"Healthy Underweight" Individuals Topple Research Expectations

Date:21-07-2022   |   【Print】 【close

Obesity is a major global health problem, and most research to date has focused on studying those with the highest body mass index (BMI). However, a research group in China is taking a different approach to understanding human metabolism and its effect on BMI. 

These scientists focused on individuals with very low BMI and obtained results that contradicted their assumptions about metabolism in low BMI individuals. Their findings were published in Cell Metabolism on July 14. 

"We expected to find that these people are really active and have high activity metabolic rates matched by high food intakes," said corresponding author John Speakman, professor at the Shenzhen Institute of Advanced Technology (SIAT) of the Chinese Academy of Sciences and the University of Aberdeen in the UK. "It turns out that something rather different is going on. They had lower food intakes and lower activity as well as surprisingly higher-than-expected resting metabolic rates linked to elevated levels of their thyroid hormones." 

The researchers recruited 173 people with normal BMI (ranging from 21.5 to 25) and 150 people who they classified as "healthy underweight" (with BMI below 18.5). 

They used established questionnaires to screen out people with eating disorders as well as those who said they intentionally restrained their eating and those who were infected with HIV. They also excluded individuals who had lost weight in the past six months potentially related to illness and people who were taking any kind of medication. They did not rule out those who said they "exercised in a driven way," but only four out of 150 said they did. 

Body composition was determined using a bioimpedance method that measures levels of water and body fat. BMI was verified by measuring the study subjects' height and weight. 

The participants were monitored for two weeks. Their food intake was measured with an isotope-based technique called the doubly labeled water method, which assesses energy expenditure based on the difference between the turnover rates of hydrogen and oxygen in body water as a function of carbon dioxide production. Their physical activity was measured using an accelerometry-based motion detector. 

The researchers found that the healthy underweight individuals consumed 12% less food compared with the control group with normal BMI. They were also 23% less active. At the same time, these individuals had higher resting metabolic rates, including an elevated resting energy expenditure and elevated thyroid activity. 

"Although these very lean people had low levels of activity, their markers of heart health, including cholesterol and blood pressure, were very good," said first author HU Sumei, currently at Beijing Technology and Business University. "This suggests that low body fat may trump physical activity when it comes to downstream consequences." 

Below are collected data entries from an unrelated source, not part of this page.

PR #295, opened 2026-08-02
perf(skills): memoize skill results per connection, keyed on resolved parameters

### LINKED ISSUE #250: perf: EvidenceBuilder re-executes skills with identical params within one build
`EvidenceBuilder.build()` executes skills repeatedly: **29 executions for 14 distinct skills**, because `profile_health_manifest` and `root_cause_matcher` call skills that the pipeline already ran.

## Corrected after measurement

The original text asked for "a single `build()` executes each skill's SQL once, not three times". **That is not achievable, and the premise was wrong.** The repeated calls mostly use *different parameters*, so they are not redundant:

| skill | calls | parameters |
|---|---|---|
| `sync_cost_analysis` | 6x | **3 distinct** sets |
| `gpu_idle_gaps` | 3x | **3 distinct** — `limit=1`, `limit=5`, and a third |
| `overlap_breakdown` | 3x | 2 distinct |
| `kernel_instances` | 2x | `name=""` vs `name="nccl"` |
| `h2d_distribution`, `iteration_timing`, `memory_bandwidth`, `nccl_breakdown` | 2x each | **identical** |

`gpu_idle_gaps` at `limit=1` and `limit=5` legitimately return different results. Only **8 of 29** executions are exact duplicates.

The original also argued the cost matters most without the DuckDB cache. Measured, it does not:

| path | build | duplicates | recoverable |
|---|---|---|---|
| DuckDB cache | 695ms | 8 | **69ms (10%)** |
| no cache | 312ms | 8 | **26ms (8.3%)** |

Cache-key serialisation costs 0.48ms across all 29 calls (largest key 279 chars), so the memo is net positive by the full amount.

## Scope

Memoize skill execution per connection, keyed on **skill name + parameters + connection**. Reuse the pattern in `connection.py` (`_probe_cache_get`/`_probe_cache_set`), which already handles both backends and keys on the connection object rather than `id()` to avoid reuse hazards.

Keying on the name alone would return `limit=1` results to a `limit=5` caller and silently change findings.

## Not in scope

The larger remaining cost is that `gpu_idle_gaps` recomputes its whole gap set for each distinct `limit`. Computing once and slicing would recover more than this memo does, but it is a different change with its own correctness surface. The real hot spots are `profile_health_manifest` (240ms) and `root_cause_matcher` (116ms), neither of which this addresses.

## Done

- Executions drop from 29 to 21 in one `build()`; the 8 exact duplicates are served from cache.
- Findings are byte-identical before and after, asserted on a committed profile.
- A call with different parameters is never served a cached result.

rich7420:
## Summary

One `EvidenceBuilder.build()` executed **29 skills for 14 distinct names**, because `profile_health_manifest` and `root_cause_matcher` re-run skills the pipeline has already run. Eight of those were exact repeats. Memoizing them per connection takes a build to **21 executions**.

| profile | before | after |
|---|---|---|
| `h100_2gpu_1s` (2.2MB) | 695ms | 619ms |
| real 56MB capture | 10.15s | **7.94s (22%)** |

## Changes

The key is built from **skill name + resolved parameters**, not the name alone. Most repeats are *not* identical — `gpu_idle_gaps` runs at `limit=1` and `limit=5` within one build and those genuinely differ — so a name-only key would hand one caller the other's rows and change findings with nothing to show for it. Resolved rather than raw kwargs, so a defaulted value and an explicit one matching it share an entry.

Rows are copied **both** into and out of the cache. Copying only on the way out leaves the first caller holding the cached list itself, so its in-place edits reach everyone after it — a test caught that during development.

The store covers the **SQL path** too. It first sat inside the `execute_fn` branch, so the five SQL-only skills built a key and then took a guaranteed miss on every call, paying for the cache without ever using it. `root_cause_matcher` runs one of them; `Agent.analyze()` runs all five.

It reuses the existing probe bag in `connection.py` rather than adding a second cache, so both share its connection-object keying — deliberately not `id()`, which is recycled after close and would give false hits across profiles.

## Backward compatibility

Findings are **byte-identical**, compared against `upstream/main` across six profiles including a real 56MB capture. `analyze --format json`, `diff --format json`, `ask`, `doctor` and `skill run` all produce identical output (the sole difference being `analysis_time_utc`, a timestamp). No signature changes; callers untouched.

## Test plan

Run, with output read:

- [x] `ruff check src/ tests/` — clean
- [x] `bandit -r src/ -c pyproject.toml` — 0 issues at every severity
- [x] `pytest tests/` — **1389 passed, 135 skipped, 0 failed**
- [x] `pytest tests/test_ci_coverage.py` — no new unregistered skips
- [x] findings byte-identical vs `upstream/main` (84,977 B both)
- [x] executions 29 → 21
- [x] Every guard mutation-verified: name-only key, copy-on-store, copy-on-read, SQL-path store, connection keying — removing each fails its test

`scripts/smoke_test.sh` reports 1 failing check (`iteration_timing: duration_ms field`). It fails identically on `main`, verified by checking out `main` and re-running.

## Out of scope

**The issue's original premise was wrong and has been corrected on #250.** It asked for "each skill's SQL runs once, not three times" — unachievable, because the repeats mostly use different parameters. Only 8 of 29 were exact duplicates. It also argued the cost matters most without the DuckDB cache; measured, it does not (10% cached vs 8.3% uncached).

**Three executions still not absorbed.** The key includes kwargs the skill neither declares nor reads — `communicator_data` is forwarded through `root_cause_matcher` — so `sync_cost_analysis` and `overlap_breakdown` repeat under keys differing only by parameters that cannot affect their results. 21 could be 18. Narrowing the key to declared parameters is a separate change with its own correctness surface, and the test says so rather than asserting the current count is fully justified.

**The shallow copy's limit is documented, not removed.** Nested values are still shared; 12 of the 21 cached entries carry them. No consumer in this repo mutates nested content, and deep-copying the manifest on every hit would cost more than the memo saves. The comment names the line to change if that stops being true.

**Retention grew** from probe booleans to ~0.6–0.9 MB per connection, not released on `close()`. Bounded per connection rather than growing: the CLI is short-lived and the web server holds a single `Profile` for its lifetime rather than one per request. The comment justifying strong references has been updated with the measured figures, since it was written when entries were booleans.

The real hot spots remain untouched — `profile_health_manifest` at 240ms and `root_cause_matcher` at 116ms.

## Linked issues

Closes #250.

### DIFF
--- a/src/nsys_ai/connection.py
+++ b/src/nsys_ai/connection.py
@@ -37,9 +37,17 @@ _PROBE_MISS = object()
 _duck_probe_bags: weakref.WeakKeyDictionary[Any, dict[str, Any]] = weakref.WeakKeyDictionary()
 # sqlite3.Connection is not weak-referenceable, so we key by the connection
 # object itself (identity hash).  This keeps a strong reference for the
-# lifetime of the process, which is acceptable in a short-lived CLI.  Using
-# the object directly avoids the id()-reuse hazard (id() can be recycled
-# after a connection is closed and GC'd, giving false cache hits).
+# lifetime of the process.  Using the object directly avoids the id()-reuse
+# hazard (id() can be recycled after a connection is closed and GC'd, giving
+# false cache hits).
+#
+# Size note, since this bag now holds more than probe booleans: memoized skill
+# rows live here too, measured at ~570KB for one connection after a full
+# EvidenceBuilder build (one nvtx_layer_breakdown entry is ~477KB of it), and
+# they are not released on close().  That is bounded per connection rather than
+# growing: the CLI is short-lived, and the web server holds a single Profile for
+# the server's lifetime rather than opening one per request.  Caching across a
+# connection's life is safe because a profile is an immutable capture.
 _sqlite_probe_bags: dict[sqlite3.Connection, dict[str, Any]] = {}
 
 
@@ -63,6 +71,23 @@ def _probe_cache_set(conn, key: str, value) -> None:
         _duck_probe_bags.setdefault(conn, {})[key] = value
     except TypeError:
         pass
+
+
+SKILL_CACHE_MISS = _PROBE_MISS
+
+
+def cached_skill_rows(conn, key: str):
+    """Rows a skill already produced for ``key`` on ``conn``, or SKILL_CACHE_MISS.
+
+    Reuses the probe bag above rather than adding a second cache, so both share
+    its connection-object keying — deliberately not ``id()``, which is recycled
+    after a connection is closed and would give false hits across profiles.
+    """
+    return _probe_cache_get(conn, key)
+
+
+def set_cached_skill_rows(conn, key: str, rows) -> None:
+    _probe_cache_set(conn, key, rows)
 
 
 def cached_nvtx_map_uses_path_id(conn) -> bool:
--- a/src/nsys_ai/skills/base.py
+++ b/src/nsys_ai/skills/base.py
@@ -9,9 +9,36 @@ import sqlite3
 from collections.abc import Callable
 from dataclasses import dataclass, field
 
-from ..connection import DB_ERRORS
+from ..connection import DB_ERRORS, SKILL_CACHE_MISS, cached_skill_rows, set_cached_skill_rows
 
 _log = logging.getLogger(__name__)
+
+
+def _copy_rows(rows):
+    """Copy the row dicts so cache and caller do not share the top level.
+
+    Shallow on purpose, and the limit is worth stating: nested values are still
+    shared. Twelve of the twenty-one entries a build caches carry them —
+    `gpu_idle_gaps.attribution`, `critical_path.breakdown`, the manifest's
+    sections — so a consumer mutating one of those *in place* would reach the
+    cache. No skill or consumer in this repo does that, which is why this is not
+    a deep copy: deep-copying the manifest on every hit would cost more than the
+    memo saves. If a consumer ever does mutate nested content, this is the line
+    that has to change.
+    """
+    return [dict(r) if isinstance(r, dict) else r for r in rows]
+
+
+def _params_key(resolved: dict) -> str:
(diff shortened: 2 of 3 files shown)


rich7420:
Checked this design against the standard library's stated requirements for memoization before merging, since the reviewer raised purity.

[`functools`](https://docs.python.org/3/library/functools.html) is explicit:

> "it doesn't make sense to cache functions with side-effects, functions that need to create distinct mutable objects on each call, or impure functions such as `time()` or `random()`."

Three checks against that:

**Side effects.** `nvtx_layer_breakdown._execute` calls `ensure_nvtx_kernel_map(conn)`, which materialises a temp table — a side effect inside a memoized function. Verified it is safe: the map goes absent → present on the first call, and the same skill returns **identical rows** whether the map pre-existed or not. The effect is `ensure_`-shaped — idempotent, and performed only to make the result computable — so skipping it on a cache hit is harmless because the result is already computed. This is the property the on-demand map builder was written to have.

**Impurity.** `cutracer_analysis` reads files from disk under a `trace_dir` parameter, so it is genuinely impure with respect to `(conn, params)`. It is **not in the default pipeline** (zero references in `evidence_builder`), so it is only memoized when a caller invokes it twice with the same `trace_dir` on one connection. Narrow, and noted rather than hidden.

**Argument-pattern normalisation.** The docs warn that `f(a=1, b=2)` and `f(b=2, a=1)` "may have two separate cache entries". `sort_keys=True` in the key normalises that, so this avoids a documented `lru_cache` sharp edge rather than inheriting it. Likewise, `lru_cache` requires hashable arguments; serialising instead is what lets this handle the `communicator_data` list that is forwarded as a parameter.

One point the docs do **not** cover: they say nothing about callers mutating cached mutable results. That gap is exactly where this change's own bug was — copying only on read — which is why rows are now copied both in and out, and why the shallow copy's limit is documented on `_copy_rows` rather than left implied.

PR #296, opened 2026-08-02
fix(skills): collapse abstention to no-evidence in root_cause_matcher

rich7420:
## Summary

- `root_cause_matcher._safe_execute` returned abstention rows to its callers, all of which guard with `if <rows>:` — a guard a one-row abstention passes, because it is a non-empty list.
- Collapses abstention to `[]` at that boundary, matching what `evidence_builder` already does at its own.

## Changes

- `src/nsys_ai/skills/builtins/root_cause_matcher.py` — `_safe_execute` returns `[]` on abstention as well as on DB and skill errors, and logs the reason at debug.
- `tests/test_root_cause_abstention.py` — new.

## Why this is worth fixing while nothing is broken

Nothing misreads an abstention row today. The reason is not a design:

- the only sub-skill here that can abstain is `nvtx_layer_breakdown`,
- `abstain()` returns exactly one row,
- and the layer analysers sit behind `if layer_data and len(layer_data) >= 2`.

Three unrelated facts line up. Add a second abstaining skill to a `len >= 1` path, or give `abstain()` a detail row, and the accident stops holding with nothing to notice — a "could not run" would be counted as evidence for a pattern, which is the failure the abstention contract exists to prevent.

`evidence_builder` filters for exactly this reason, and its docstring already says so: the safe skills are *"safe only through unrelated guards (an early return on a row count, a length check), which a refactor could remove without anyone noticing."* This applies the same reasoning one module over.

## Backward compatibility

Yes. On every profile the suite covers, the matcher's output is unchanged — the abstention row was already being excluded downstream, just incidentally.

## Test plan

- [x] `pytest tests/ -v --tb=short -rs` with `NSYS_TEST_PROFILE=tests/fixtures/h100_2gpu_1s.sqlite` — 1394 passed, 140 skipped, 0 failed.
- [x] `ruff check src/ tests/` clean; `bandit -r src/ -c pyproject.toml` 0 medium / 0 high; `python -m nsys_ai --help` exits 0.
- [x] Regression proof: neutering the guard turns `test_safe_execute_does_not_pass_abstention_through` red; restoring it turns it green.

## A note on where the test asserts

The test targets `_safe_execute` directly rather than the matcher's output. End to end the matcher already behaves correctly, thanks to the length check described above, so an output-level test would pass with or without this change and would be evidence of nothing. Asserting at the boundary being changed is what makes it fail before and pass after.

## Linked issues

Refs #283. That issue also covers `evidence_builder`, which already has the guard — this closes the remaining half; leaving it open in case the reporter reads the scope differently.

### DIFF
--- a/src/nsys_ai/skills/builtins/root_cause_matcher.py
+++ b/src/nsys_ai/skills/builtins/root_cause_matcher.py
@@ -970,8 +970,22 @@ def _check_sync_memset(conn: sqlite3.Connection, **kwargs):
 
 
 def _safe_execute(skill_name, conn: sqlite3.Connection, **kwargs):
-    """Execute a skill, returning [] on DB or skill execution errors."""
+    """Execute a skill, returning [] on DB errors, skill errors, or abstention.
+
+    Abstention collapses to [] here rather than at each call site. A skill that
+    could not run is not evidence for any pattern, and every consumer below
+    guards with ``if <rows>:`` — which a one-row abstention passes, because it
+    is a non-empty list.
+
+    Nothing currently misreads one, and the reason is an accident rather than a
+    design: the only sub-skill that can abstain is ``nvtx_layer_breakdown``, and
+    the analysers it feeds sit behind ``len(layer_data) >= 2`` while abstention
+    is exactly one row. Adding a second abstaining skill to a ``len >= 1`` path
+    would end that silently. ``evidence_builder`` filters at its own boundary
+    for the same reason.
+    """
     from ...exceptions import SkillExecutionError
+    from ...skills.base import is_abstention
     from ...skills.registry import get_skill
 
     _safe_errors = DB_ERRORS + (SkillExecutionError,)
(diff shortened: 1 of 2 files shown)


rich7420:
Review pass. Two findings, both fixed in 7b4aee7.

**The tests modified a checked-in fixture.** `Skill.execute` calls `ensure_performance_indexes`, which writes `_nsysai_*` indexes into whatever profile it is handed — including `tests/fixtures/healthy_1pct.sqlite`. Running this file left it modified in the working tree and changed for every later run. Now opened read-only; the skills still run and abstention still abstains.

Worth saying that this is repo-wide, not something this PR introduced: the existing suite does it to the same fixtures. Only the tests added here avoid it. Noted in #297's Out of scope as deserving its own issue.

**Nothing covered the path the change moved.** `_safe_execute` went from `return skill.execute(...)` to binding `rows` and returning it below the new guard. No test asserted the surviving path, so a `return rows` lost in that edit would have surfaced as some unrelated matcher test going quiet rather than as a failure that names the cause. Added `test_safe_execute_still_returns_real_rows`, verified to fail when the return is neutered.

**Checked and clean.** The abstention check sits outside the `try`, so it cannot swallow a DB error. `rows[0].get("reason", "")` is safe because `is_abstention` already established a non-empty list of dicts. Only `nvtx_layer_breakdown` among the nine sub-skills can abstain, and the downstream guards (`len(layer_data) >= 2`, the `_detection_meta` strip) behave identically on `[]` and on the one-row abstention — so no output changes on any profile the suite covers.

Re-verified: 1395 passed / 140 skipped / 0 failed, `ruff` clean, `bandit` 0 medium 0 high.

Issue #294, opened 2026-08-02
skills: NVTX table name hardcoded in profile_db_tool, hiding the schema from the model


rich7420:
Follow-up from #292, which resolved the NVTX table name in `region_mfu.py` and `nccl_communicator.py`. One more site names it literally, and it is the same shape as the two fixed there: harmless wherever the DuckDB alias view exists, broken and silent wherever it does not.

`src/nsys_ai/ai/backend/profile_db_tool.py:22`

```python
# NVTX table name is stable; kernel table is detected by NsightSchema.
NVTX_TABLE = "NVTX_EVENTS"
```

The comment states the assumption that #285, #288, #291 and #292 have each disproved. Newer Nsight exports suffix the table `_V2` / `_V3`.

## What breaks

`NVTX_TABLE` is used at `:234` in `get_profile_schema`, which decides which tables' DDL is injected into the model's system prompt. On the SQLite path the name is matched against `sqlite_master`, so on a suffixed export it matches nothing and the NVTX schema is simply absent from what the model sees.

The model is then asked to write SQL against a profile whose annotation table it has not been shown. It has no way to know the table is there, so it answers NVTX questions as if the profile were unannotated — or invents a shape for it.

## Reachability

`open_profile_readonly` (`:304`) returns a DuckDB connection when the Parquet cache opens, and `parquet_cache` aliases the unversioned name, so the common path is unaffected. But `:321` falls back to a raw `sqlite3` connection on any cache failure:

```python
except Exception as e:
    _log.warning("Failed to open DuckDB cache for %s, falling back to SQLite: %s", path, e)
uri = f"file:{path}?mode=ro"
conn = sqlite3.connect(uri, uri=True)
```

A read-only filesystem, no write permission beside the profile, or a corrupt cache directory all land here — and the cache is built *next to the profile*, so a profile on a read-only mount takes this path every time. `chat.py:356` reaches it through `get_profile_schema_cached`.

## Reproduction

Copy an annotated fixture, rename the table, and compare what `get_profile_schema` returns for a raw `sqlite3` connection:

```python
conn = sqlite3.connect(profile)          # NVTX_EVENTS   -> 7034 chars, contains NVTX
conn = sqlite3.connect(renamed_profile)  # NVTX_EVENTS_V3 -> 4710 chars, no NVTX at all
```

[...]

PR #297, opened 2026-08-03
fix: resolve the versioned Nsight table names left literal, and keep them out

rich7420:
## Summary

- One live bug: `region_mfu.get_region_kernels` raised `no such table: CUPTI_ACTIVITY_KIND_RUNTIME` on a `_V2` / `_V3` export where it had returned 1643 rows.
- Eleven latent siblings resolved alongside it.
- A source check that rejects a literal versioned table name, because no behavioural test can catch one on a path the alias views cover.

## The live one

`get_region_kernels` resolved the kernel table and named the runtime table beside it in the same query:

```python
kernel_table = schema.kernel_table
...
"FROM CUPTI_ACTIVITY_KIND_RUNTIME r "
f"JOIN {kernel_table} k ON r.correlationId = k.correlationId "
```

It takes a plain `sqlite3` connection, so `parquet_cache`'s alias views never reach it. Measured against `tests/fixtures/h100_2gpu_1s.sqlite` with the runtime table renamed to `_V3`: 1643 rows → `OperationalError`.

## The latent ones

`nvtx_tree.py` ×2, `profile.py` ×3, `viewer.py` ×2, `nccl_payload_breakdown.py` ×3, `fingerprint.py` ×1. These read through `Profile._duckdb_query`, and `parquet_cache` creates an alias view for the unversioned name over whichever versioned table `_find_table` locates — in cached and direct-SQLite mode both. Verified: with `CUPTI_ACTIVITY_KIND_RUNTIME` renamed to `_V3`, a query naming the literal still returns 5796 rows.

They are resolved anyway. The alias is a property of how the profile was opened, not something a reader controls, and `nvtx_tree.py` had reached the state of resolving its kernel table and its NVTX table while leaving the runtime table between them literal.

## Why a source check, given #292's objection to one

#292 was right that a source assertion is a poor test of a fix — #288 shipped one that passed while its fix was inert. That is a different job from this one. "This must not come back" cannot be tested behaviourally when the alias layer makes the broken and the correct code indistinguishable on every path a test can reach. So both are here: behavioural tests for the reader that genuinely breaks, and a source check for the class.

The check covers the seven tables `resolve_activity_tables` resolves by prefix — the repo's own answer to which names are versioned. `StringIds`, `ThreadNames` and `TARGET_INFO_*` are not versioned and are deliberately out of scope; including them would have made this a 104-site change for no defect. It also asserts its own detector still detects, so a regex that stopped matching cannot pass silently.

## The one literal kept

`fingerprint.py:418` feeds `get_profile_id`, a content-derived stable identifier. Resolving the name would make a versioned export hash differently than it does today — an algorithm change, which `_PROFILE_ID_ALGO` exists to version. It carries a `literal-table-ok:` marker and the reason. The escape hatch suppresses exactly one line and costs a written justification.

## A guard that caught me

`test_the_nvtx_guard_is_defined_once` forbids `resolve_activity_tables().get("nvtx")` inside `skills/builtins` — the lookup belongs to `skills.base`, after an inlined copy once shipped with an exact match that missed `NVTX_EVENTS_V2`. My first attempt re-inlined it and the test failed. `resolve_nvtx_table` now sits beside `requires_nvtx` for the callers that need the name rather than only the guard, and `requires_nvtx` routes through it.

## Backward compatibility

Yes. Unversioned exports are unaffected — one test asserts the row count is identical across both table names.

## Test plan

- [x] `pytest tests/ -v --tb=short -rs` with `NSYS_TEST_PROFILE=tests/fixtures/h100_2gpu_1s.sqlite` — 1395 passed, 140 skipped, 0 failed.
- [x] `ruff check src/ tests/` clean; `bandit -r src/ -c pyproject.toml` 0 medium / 0 high; `python -m nsys_ai --help` exits 0.
- [x] Regression proof: reverting the resolved runtime name turns both behavioural tests red.
- [x] The new tests open committed fixtures read-only, so a run cannot modify them.

## Out of scope

Running the suite leaves `tests/fixtures/*.sqlite` modified: `ensure_performance_indexes` writes `_nsysai_*` indexes into any profile handed to it, including checked-in ones. Pre-existing and repo-wide — the tests added here avoid it by opening read-only, but the rest of the suite does not. Worth its own issue rather than a fix bundled here.

## Linked issues

None — found while sweeping for the class after #292 and #294.

### DIFF
--- a/src/nsys_ai/fingerprint.py
+++ b/src/nsys_ai/fingerprint.py
@@ -193,10 +193,11 @@ def get_fingerprint(conn: typing.Any) -> ProfileFingerprint:
     # (observed on some PyTorch versions where NCCL skips the typed-payload
     # path). Multi-device kernel activity is a robust signal for single-node
     # multi-rank training.
-    if not distributed and "CUPTI_ACTIVITY_KIND_KERNEL" in tables:
+    kernel_table = adapter.resolve_activity_tables().get("kernel")
+    if not distributed and kernel_table:
         try:
             cur = adapter.execute(
-                "SELECT COUNT(DISTINCT deviceId) FROM CUPTI_ACTIVITY_KIND_KERNEL"
+                f"SELECT COUNT(DISTINCT deviceId) FROM {kernel_table}"  # noqa: S608
             )
             row = cur.fetchone()
             if row and row[0] is not None and int(row[0]) > 1:
@@ -415,6 +416,11 @@ def get_profile_id(
                 "ORDER BY globalPid NULLS LAST"
             ),
         ),
+        # literal-table-ok: this is a hash input, not a reader. Resolving the
+        # name would make a _V2 / _V3 export hash differently than it does
+        # today, and get_profile_id is a stable content identifier — that is an
+        # algorithm change, which the _PROFILE_ID_ALGO tag exists to version.
+        # Tracked separately; do not "fix" this without bumping the tag.
         ("kernel_count", _scalar("SELECT COUNT(*) FROM CUPTI_ACTIVITY_KIND_KERNEL")),
     ]
 
--- a/src/nsys_ai/nvtx_tree.py
+++ b/src/nsys_ai/nvtx_tree.py
@@ -92,10 +92,17 @@ def _build_single_thread_tree(
     """
     # Load NVTX for this thread only.
     # Support both schemas: (1) only NVTX_EVENTS.text, (2) textId -> StringIds (COALESCE text, s.value).
-    # The table is resolved, not named: newer exports suffix it _V2/_V3, and a
-    # hardcoded name here raised "no such table" on an annotated profile — the
+    # The tables are resolved, not named: newer exports suffix them _V2/_V3, and
+    # a hardcoded name here raised "no such table" on an annotated profile — the
     # very symptom this change set out to remove, from the file it edited.
-    nvtx_table = profile.adapter.resolve_activity_tables().get("nvtx", "NVTX_EVENTS")
+    #
+    # Resolved once, for both names. resolve_activity_tables() is not memoised
+    # and rescans the schema on every call — 1.6 ms against the DuckDB adapter,
+    # measured — and this function runs per thread, so a second call here would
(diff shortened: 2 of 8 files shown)


rich7420:
Review pass. One finding, fixed in 5bbc205; three checked and clean; one flagged for elsewhere.

**Fixed — the change doubled a per-thread cost.** `resolve_activity_tables()` is not memoised; it rescans the schema on every call. Measured on `tests/fixtures/h100_2gpu_1s.sqlite`: **1.6 ms** through the DuckDB adapter, 20 µs through SQLite. `_build_single_thread_tree` already paid that once per thread to resolve the NVTX table, and resolving the runtime table separately made it twice — 64 ms of pure re-resolution on a twenty-thread profile where it had been 32. Both names now come from one call, and the runtime guard moved above the `rt_lo` / `rt_hi` computation it was discarding on the early-return path.

**Checked and clean:**

- `fingerprint.py` — `tables` is still used by the `NVTX_PAYLOAD_SCHEMAS` probe above, so replacing the kernel membership test did not orphan it.
- `profile.py` — `memcpy_in_window`, `gpu_threads` and `runtime_index` are all on `Profile`, whose `__init__` sets `self.adapter`. No new attribute assumption.
- `region_mfu` — `kernel_table` comes from `NsightSchema`, which already runs it through `_validate_table_name`; the new `is_safe_identifier` on the runtime name brings the two to the same footing rather than adding an inconsistent guard.

**Known limit, now documented in the test.** The source check is line-by-line, so `FROM` at the end of one line with the table on the next would slip through. No query in the package is written that way — verified — and widening the regex to multi-line costs more false positives than the case is worth. Stated in the docstring so the gap is a decision rather than a surprise.

**Flagged, not fixed here.** `resolve_activity_tables()` being uncached is a repo-wide cost, not something this PR introduced — 1.6 ms per call adds up anywhere it is called in a loop. #295 has just landed memoisation for skill results, so there is precedent; worth its own issue rather than bundling.

Re-verified after the change: 1395 passed / 140 skipped / 0 failed, `ruff` clean, `bandit` 0 medium / 0 high.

The researchers acknowledge some limitations in this research. For example, they measured total food intake but didn't record what foods the participants ate or their feelings of satiation or satiety. 

The team is now expanding its research to include studies that measure these factors. They also plan to look at genetic differences between normal weight and healthy underweight individuals. Preliminary analysis suggests that single nucleotide polymorphisms in certain genes might play a role. When these genetic changes were replicated in mice, the animals had some aspects of the phenotype that was observed in human subjects. 

"The next stage is to understand more about the phenotype itself and understand its mechanisms more clearly," said Prof. Speakman.